● Task instructions
Take each line from the entries that holds "unless" and copy it out.
═════ Dataset extract ═════
PR #238, opened 2026-07-17
Agent instructions

tameware:
1. Use snake_case for C and C++ code.
2. Follow TTD.

### DIFF
--- a/AGENTS.md
+++ b/AGENTS.md
@@ -1,6 +1,6 @@
 # Naming
 
-For C and C++ code, use snake_case for functions, methods, variables, and parameters.
+For C and C++ code, use snake_case for functions, methods, variables, and parameters. For C++ types use PascalCase, and for member variables use snake_case with a trailing underscore.
 
 Prefer:
 - `deal_fanout`
--- a/AGENTS.md
+++ b/AGENTS.md
@@ -15,3 +15,17 @@ Avoid:
 Exceptions:
 - Match existing external or legacy APIs (for example, public C API names and types that already use a different style).
 - Do not rename unrelated legacy identifiers in the same change unless the task requires it.
+
+# Test-driven development
+
+For every code change, follow strict TDD:
+
+1. Write or update automated tests that initially fail and describe the desired behavior and edge cases.
+2. Write the minimal production code needed to make the new tests pass. Do not add untested functionality.
+3. After tests are green, refactor tests and implementation for clarity and to remove duplication.
+4. Run the relevant tests after each refactor and keep them green.
+5. Repeat this red-green-refactor cycle in small steps.
+
+Structure tests with Arrange-Act-Assert and use descriptive names that capture intent, including negative and boundary cases.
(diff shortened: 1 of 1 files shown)


zzcgumn:
I have started work to create a set of specifications to help coding agents. I suggest we add a project AGENTS.md file either as part of this upcoming pull request or in a later one. Our `.github/copilot-instructions.md` file does also need to be updated.

tameware:
I forgot that this was still a draft. I've promoted it. I'll merge it now with your approval, @zzcgumn - we can add your stuff to it when you're ready. I needed this because I found that Cursor was ignoring `.github/copilot-instructions.md`.

AGENTS.md
```diff
@@ -0,0 +1,27 @@
+# General
+
+Follow .github/instructions/cpp.instructions.md
+
```
zzcgumn, line 8: I think we should add

```
# Intended audience

These instructions have been created to help Cursor but are expected to be generally helpful.
```

AGENTS.md
```diff
@@ -0,0 +1,27 @@
...
+# Naming
+
+Follow .github/instructions/cpp.instructions.md
+
+Exceptions:
+- Match existing external or legacy APIs (for example, public C API names and types that already use a different style).
+- Do not rename unrelated legacy identifiers in the same change unless the task requires it.
+
+# Test-driven development
+
```
zzcgumn, line 18: I like using test driven development with coding agents but it is not a silver bullet. Maybe add something like this?

```
Apply these instructions when test driven development has been requested. Always ask if it is unclear whether TDD should be used.
```

zzcgumn (changes requested):
Couple of things to discuss about this. I had failed to appreciate that you cannot point Cursor to the `.github` directory for instructions in any other way.

AGENTS.md
tameware: Done.

AGENTS.md
tameware: @zzcgumn > Maybe add something like this?

I've had good results using TDD always. I learned about it in 2000. My code after that was more robust and easier to follow, but only when I remembered to use it! In college in the early '80s we'd been taught that our code should have strong cohesion and weak coupling, but not how to achieve that. It seemed an art. TDD is a tool that almost forces it. 

That said, I did have to add the line that says it should not apply to documentation!

tameware: Kent Beck noted that TDD helps maximize the amount of code not written. This should be useful when we deal with AIs, since they love writing voluminous code.

zzcgumn: I am happy for TDD to be the default mode we ask agents to work with. Beck's point is very interesting as they tend to write lot of code, repeat themselves and write comments that explain what is obvious.

zzcgumn (approved):
We can return to the TDD discussion later. I suppose one advantage is that we try to force all contributors to write well-tested code.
═════
● Expected answer
 - Do not rename unrelated legacy identifiers in the same change unless the task requires it.
+- Do not rename unrelated legacy identifiers in the same change unless the task requires it.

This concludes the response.